On-going efforts to truncate the capacity of the Fed to intervene in total spending should greatly concern macroeconomists. It is shocking that there is not more economic analysis and vocal communication about it. I believe the inattention of leading theorists has two interrelated causes. First, they know that, if the profession is to speak with one voice on the crucial Fed-powers issue, macroeconomists must first agree on a stabilization model that supports their conclusions. Second, they know that the coherent market-centric consensus DSGE theory falls well short of being stabilization relevant. How can mainstream macroeconomists credibly comment on limiting Fed authority to intervene in total spending when what they teach graduate students cannot coherently accommodate a causal link from demand disturbances to recognizable changes in employment and output? There is general reluctance to draw attention to the nonexistence, in modern consensus thinking, of involuntary job loss. In discussion with legislators, framing the debate about Fed authority to stabilize the economy with what is taught in our best graduate schools would be met, justifiably, with incredulity and scorn.

Being useless with respect to the most important macro issues was not always the case. When Early Keynesians dominated consensus thinking, they were a powerful force in shaping what was reasonable in public-policy debates. The media, Congress, and Administrations paid attention to what the leaders of the profession, from Samuelson to Friedman, had to say. If they had remained dominant, the Early Keynesians would have approved of the Fed performance in the Great Recession, aggressively and convincingly explaining their support. The post-crisis debate would have played out much more sensibly.

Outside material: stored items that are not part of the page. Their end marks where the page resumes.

PR #627, opened 2014-03-25
Termination Criterion and PageRank for the new Java API

markus-h:
I added the termination criterion for BulkIterations to new new Java API.
Additionally I wrote the SimplePageRank algorithm in the new API and added it as testcase.

### DIFF
--- a/stratosphere-compiler/src/main/java/eu/stratosphere/compiler/postpass/JavaApiPostPass.java
+++ b/stratosphere-compiler/src/main/java/eu/stratosphere/compiler/postpass/JavaApiPostPass.java
@@ -81,6 +81,12 @@ public class JavaApiPostPass implements OptimizerPostPass {
 			if (iterationNode.getRootOfStepFunction() instanceof NAryUnionPlanNode) {
 				throw new CompilerException("Optimizer cannot compile an iteration step function where next partial solution is created by a Union node.");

What should be done? The GEM project demonstrates that effective policy reform would focus on making stabilization authorities’ toolkits more formidable. (Chapter 10) In particular, modern monetary intervention into total spending must be explicitly authorized to go beyond Walter Bagehot’s liquidity lending, which generalized-exchange modeling has shown to be overwhelmed by the acute-instability macrodynamics of the Great Recession. Counter-cyclical bank regulatory policies, including variable required capital, should also be reaffirmed as should the capacity to cooperate with central banks in other nations. In circumstances of adverse nonstationary demand disturbances, the Fed should be able to use its balance sheet to recapitalize financial and relevant nonfinancial institutions as well as to guarantee assets/credit of relevant institutions. Emergency measures should also include well-designed Fed purchases on asset markets, including equities. The central bank should be authorized, if push comes to shove, to finance well-designed public dividends, perhaps along the lines of a special tax cut.

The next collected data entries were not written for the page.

Issue #626, opened 2014-03-25
Set write mode in new Japi


markus-h:
I'm writing the output of a job using [...].writeAsCsv(outputPath);
When the file specified by the outputPath does not exist I get the following error:
 _Stream to output file could not be opened: Opening the file output stream failed: File or directory already exists. Existing files and directories are not overwritten in NO_OVERWRITE mode. Use OVERWRITE mode to overwrite existing files and directories._

As far as I can see I can only set the the writeMode in the FileOutputFormat class. But this class is instantiated in the DataSet class. Is there a clean way to switch to OVERWRITE in the new Japi that I have overseen? If not, what would (in your opinion) be a clean way to set this configuration in the new API?

StephanEwen:
Good point. I think in these cases you would need to go with `dataset.write(new CsvOutputFormat(), filepath, writeMode)`

The writeMode parameter does not currently exist for the write(...) function, but we should add it in my opinion. And remove the redundant write(...) variant that takes a path as parameter.

Another option is to return the DataSink from the `write(...)` or `writeAsCsv(...)`method. That would allow you to fluently attach further options, like `setOverwrite()`.

markus-h:
I think I like the first no fluid variant better. I will create a pull request shortly.

markus-h:
Implemented in #630.

StephanEwen:
Fixed in #630 via 5cc81cdd1f71c740669c7c4284524499d6e8617a

PR #630, opened 2014-03-26
small change to write function for new java api to set the write mode

markus-h:
See #626


StephanEwen:
The way this pull request changes the behavior is that the system always uses the `NO_OVERWRITE` mode unless something else is specified. The configured default write mode is therefore always overridden and never used.

I think the method that takes no write mode parameter should not set a write mode. If the write mode is not set, the configured default write mode (in stratosphere-conf.yml) of the executing environment is used. If you throw it to the cluster, then the cluster decided whether it accepts overwriting files.

markus-h:
Thanks for your feedback, Stephan! I changed the implementation accordingly.

StephanEwen:
Merged in 5cc81cdd1f71c740669c7c4284524499d6e8617a

PR #2473, opened 2026-08-18
Candidate for 6.0.6 release

kushti:
* #2432 
* #2477
* #2493
* #2512
* #2547
* #2549 
* #2555

### DIFF
--- a/src/it/scala/org/ergoplatform/it/DeepRollBackSpec.scala
+++ b/src/it/scala/org/ergoplatform/it/DeepRollBackSpec.scala
@@ -3,12 +3,14 @@ package org.ergoplatform.it
 import java.io.File
 import java.util.concurrent.TimeoutException
 import com.typesafe.config.Config
-import org.ergoplatform.it.api.NodeApi.NodeInfo
+import io.circe.Json
+import org.ergoplatform.it.api.NodeApi.{NodeInfo, nodeInfoDecoder}
 import org.ergoplatform.it.container.{IntegrationSuite, Node}
 import org.ergoplatform.nodeView.history.ErgoHistoryUtils
+import org.ergoplatform.it.util.ConvergenceObservations
 import org.scalatest.freespec.AnyFreeSpec
 import scala.async.Async
-import scala.concurrent.{Await, Future, blocking}
+import scala.concurrent.{Await, Future}
 import scala.concurrent.duration._
 
 class DeepRollBackSpec extends AnyFreeSpec with IntegrationSuite {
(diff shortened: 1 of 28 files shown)


odiseusme (commented):
Reviewed the candidate at 2046cfc2e. Two blockers, both in candidate generation; I found no additional blockers in the production diff, subject to the assessment limits below.

**Blocker 1 - the candidate does not compile.** `CandidateGenerator.scala:762:93`: `EliminateTransactions(retryEliminate)` where `retryEliminate` is already an `EliminateTransactions` (found `EliminateTransactions`, required `Seq[ModifierId]`). Reproduced locally with `sbt compile`. The retry-success path at :751 passes it correctly.

**Blocker 2 - the change contradicts its own comment.** The emission-only fallback is reached only when both proof attempts failed, so the second collection's classifications were never validated against a state that produced a usable candidate. At `f002151d2` this branch read `EliminateTransactions(Seq.empty)` under the comment "Both collections produced failed proofs; their rejections may be stale." At the head the comment is unchanged but the code attempts to propagate `retryEliminate`; removing only the extra wrapper would retain potentially stale rejections. I'd keep the empty list on the second-failure fallback, and keep the retry's classifications on retry success, as in #2559. @a-shannon reports a rollback regression failing here once the type error is fixed locally; that matches, though I have not run it myself.

Non-blocking, from reading the rest of the diff:
1. Mempool JSON (`TransactionsApiRoute.scala:133,321`): `cost` is new, and the digest-state ErgoTree query now serializes with resolved inputs so digest mode matches the declared `ErgoTransactionWithInputBoxes` schema. Both are visible to API consumers and deserve a release note.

None of the expanded-powers ideas is new. Milton Friedman suggested a “helicopter drop” of cash as an inherent stabilization power of the monetary authority. Stanley Fischer (2013, p.2), the respected macro theorist and now Vice Chair of the Fed, recently recalled some ambitious toolkit advice from a great economist: “James Tobin in 1963 asked in which assets the central bank should conduct open market operations. His answer was the market for capital – namely, the stock market – since that way it could have the most direct effect on the cost of capital, later known as Tobin’s q, which he saw as the main price through which the central bank could affect economic activity.” The GEM Project provides the coherent macroeconomics that broadly microfounds the expansion of the Fed’s toolkit and the increased stabilization credibility that would result. Nonstationary demand disturbances, the causal force in extreme instability, cannot coexist with robust credibility of the trend real-side objective of the Federal Reserve.